PR #618, opened 2018-08-16
Add Adjunct Faculty role

RoyEJohnson:


RoyEJohnson:
[Add roles to faculty verification form leads](https://trello.com/c/cOPmkWIK/804-add-roles-to-faculty-verification-form-leads)

app/models/user.rb
```diff
@@ -34,7 +34,7 @@ class User < ActiveRecord::Base
   has_many :security_logs
 
   enum faculty_status: [:no_faculty_info, :pending_faculty, :confirmed_faculty, :rejected_faculty]
-  enum role: [:unknown_role, :student, :instructor, :administrator, :librarian, :designer, :other]
+  enum role: [:unknown_role, :student, :instructor, :adjunct, :administrator, :librarian, :designer, :other]
```
jpslav: Rails stores these enums as integers in the database, with the value corresponding to position in this array.  So `:adjunct` needs to be added at the end of the array, otherwise all roles from `:administrator` on will be incorrectly mapped to users.

https://api.rubyonrails.org/v4.1.0/classes/ActiveRecord/Enum.html

>Note that when an Array is used, the implicit mapping from the values to database integers is derived from the order the values appear in the array. In the example, :active is mapped to 0 as it's the first element, and :archived is mapped to 1. In general, the i-th element is mapped to i-1 in the database.
>
>Therefore, once a value is added to the enum array, its position in the array must be maintained, and new values should only be added to the end of the array.

jpslav: File this under things you can't know until you know them :-)

RoyEJohnson:
[Add Adjunct Faculty as a role on adoption, interest, and faculty verification forms.](https://trello.com/c/F3M791Eo/762-add-adjunct-faculty-as-a-role-on-adoption-interest-and-faculty-verification-forms)

PR #619, opened 2018-08-16
Create HTML email to confirm user account

mwharrison:


mwharrison:
The plan is to put this in the admin so it can be changed easily, but for now - this will hopefully help our pin confirmation emails from going into spam so frequently.

app/mailers/signup_confirmation_mailer.rb
```diff
@@ -6,7 +6,7 @@ def instructions(pre_auth_state:)
 
     res = mail to: "#{pre_auth_state.contact_info_value}",
          subject: @show_pin ?
-                    "Use PIN #{pre_auth_state.confirmation_pin} to confirm your email address" :
+                    "Please confirm your OpenStax account" :
```
jpslav: Why take the code out of the subject? I like it when confirmation codes are in the subject of emails or the first X characters of a text message so I can just read it directly.

jpslav:
@mwharrison re "hopefully help" - which part of these changes are expected to help us and why?

mwharrison:
@jpslav - well, we don't have a UX team right now... so this is all Allison and myself. Since she's the product manager, I'm assuming we've got a clearance to go ahead. Is there someone else that should be in the loop on this?

What will this "hopefully help"? We have extensive complaints from the CS team about users not receiving our emails - so this is an attempt to help that. Even those in the office complain about them being sent to spam sometimes.

mwharrison:
screen shot 2018-08-16 at 2 22 57 pm

mwharrison:
img_3700

mwharrison:
Also, here is the text-based email:

You're almost there!

We've finished setting up your OpenStax account, but you still
need you to confirm your email address.

Enter your unique six-digit PIN in your browser to confirm:
336990

Or, click the link below.

Confirm email 
( http://localhost:2999/signup/verify_by_token?code=e66703eca8b7e8f4c63f447d25983f4119558356958aaa9e90ffa27c0381f958 )


CONNECT WITH US:

Facebook ( https://www.facebook.com/OpenStax )

Twitter ( https://twitter.com/OpenStax )

Instagram ( https://instagram.com/OpenStax )

YouTube ( https://www.youtube.com/user/cnxorg )

jpslav:
Sorry guess I was asking if converting it to styled HTML is going to prevent it from going to spam?  It was already HTML (albeit very simple HTML).

The new page also promotes clicking the link over using the code; previously the link was there as a fallback and isn't the intended way for users to proceed.

I'm nervous about changing this without UX in the loop (and I know that is an impossibility at the moment).

mwharrison:
@jpslav Well, we're not really sure. We thought we'd give it a try... and assumed having a better-looking email couldn't hurt anything. We have no scientific evidence to back up the decision though. 😬 

Is there a reason the pin code is the preferred method? That seems to be opposite to the experience on most sites/confirmation emails.

I'm going to propose that the Allison, you and myself meet about this - we could also include others you think might be appropriate.

allisonhowell:
@jpslav I'm happy to talk with you about this a little bit more, but I feel pretty strongly that this change needs to be made. While I certainly understand having UX influence the accounts flow, etc., I don't think that's relevant here. These emails are going to spam and we are attempting to stop that from happening. I'll admit this is not a long-term fix, and we'll certainly need UX input on making any bigger changes, but this is not a UX decision.

edwoodward:
Allison is planning to have the emails reviewed by others. Based on the review, this PR will be updated or merged.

## Activity
Repeat the whole listing, keeping every word exactly as it is.

## Result of this task
PR #618, opened 2018-08-16
Add Adjunct Faculty role

RoyEJohnson:


RoyEJohnson:
[Add roles to faculty verification form leads](https://trello.com/c/cOPmkWIK/804-add-roles-to-faculty-verification-form-leads)

app/models/user.rb
```diff
@@ -34,7 +34,7 @@ class User < ActiveRecord::Base
   has_many :security_logs
 
   enum faculty_status: [:no_faculty_info, :pending_faculty, :confirmed_faculty, :rejected_faculty]
-  enum role: [:unknown_role, :student, :instructor, :administrator, :librarian, :designer, :other]
+  enum role: [:unknown_role, :student, :instructor, :adjunct, :administrator, :librarian, :designer, :other]
```
jpslav: Rails stores these enums as integers in the database, with the value corresponding to position in this array.  So `:adjunct` needs to be added at the end of the array, otherwise all roles from `:administrator` on will be incorrectly mapped to users.

https://api.rubyonrails.org/v4.1.0/classes/ActiveRecord/Enum.html

>Note that when an Array is used, the implicit mapping from the values to database integers is derived from the order the values appear in the array. In the example, :active is mapped to 0 as it's the first element, and :archived is mapped to 1. In general, the i-th element is mapped to i-1 in the database.
>
>Therefore, once a value is added to the enum array, its position in the array must be maintained, and new values should only be added to the end of the array.

jpslav: File this under things you can't know until you know them :-)

RoyEJohnson:
[Add Adjunct Faculty as a role on adoption, interest, and faculty verification forms.](https://trello.com/c/F3M791Eo/762-add-adjunct-faculty-as-a-role-on-adoption-interest-and-faculty-verification-forms)

PR #619, opened 2018-08-16
Create HTML email to confirm user account

mwharrison:


mwharrison:
The plan is to put this in the admin so it can be changed easily, but for now - this will hopefully help our pin confirmation emails from going into spam so frequently.

app/mailers/signup_confirmation_mailer.rb
```diff
@@ -6,7 +6,7 @@ def instructions(pre_auth_state:)
 
     res = mail to: "#{pre_auth_state.contact_info_value}",
          subject: @show_pin ?
-                    "Use PIN #{pre_auth_state.confirmation_pin} to confirm your email address" :
+                    "Please confirm your OpenStax account" :
```
jpslav: Why take the code out of the subject? I like it when confirmation codes are in the subject of emails or the first X characters of a text message so I can just read it directly.

jpslav:
@mwharrison re "hopefully help" - which part of these changes are expected to help us and why?

mwharrison:
@jpslav - well, we don't have a UX team right now... so this is all Allison and myself. Since she's the product manager, I'm assuming we've got a clearance to go ahead. Is there someone else that should be in the loop on this?

What will this "hopefully help"? We have extensive complaints from the CS team about users not receiving our emails - so this is an attempt to help that. Even those in the office complain about them being sent to spam sometimes.

mwharrison:
screen shot 2018-08-16 at 2 22 57 pm

mwharrison:
img_3700

mwharrison:
Also, here is the text-based email:

You're almost there!

We've finished setting up your OpenStax account, but you still
need you to confirm your email address.

Enter your unique six-digit PIN in your browser to confirm:
336990

Or, click the link below.

Confirm email 
( http://localhost:2999/signup/verify_by_token?code=e66703eca8b7e8f4c63f447d25983f4119558356958aaa9e90ffa27c0381f958 )


CONNECT WITH US:

Facebook ( https://www.facebook.com/OpenStax )

Twitter ( https://twitter.com/OpenStax )

Instagram ( https://instagram.com/OpenStax )

YouTube ( https://www.youtube.com/user/cnxorg )

jpslav:
Sorry guess I was asking if converting it to styled HTML is going to prevent it from going to spam?  It was already HTML (albeit very simple HTML).

The new page also promotes clicking the link over using the code; previously the link was there as a fallback and isn't the intended way for users to proceed.

I'm nervous about changing this without UX in the loop (and I know that is an impossibility at the moment).

mwharrison:
@jpslav Well, we're not really sure. We thought we'd give it a try... and assumed having a better-looking email couldn't hurt anything. We have no scientific evidence to back up the decision though. 😬 

Is there a reason the pin code is the preferred method? That seems to be opposite to the experience on most sites/confirmation emails.

I'm going to propose that the Allison, you and myself meet about this - we could also include others you think might be appropriate.

allisonhowell:
@jpslav I'm happy to talk with you about this a little bit more, but I feel pretty strongly that this change needs to be made. While I certainly understand having UX influence the accounts flow, etc., I don't think that's relevant here. These emails are going to spam and we are attempting to stop that from happening. I'll admit this is not a long-term fix, and we'll certainly need UX input on making any bigger changes, but this is not a UX decision.

edwoodward:
Allison is planning to have the emails reviewed by others. Based on the review, this PR will be updated or merged.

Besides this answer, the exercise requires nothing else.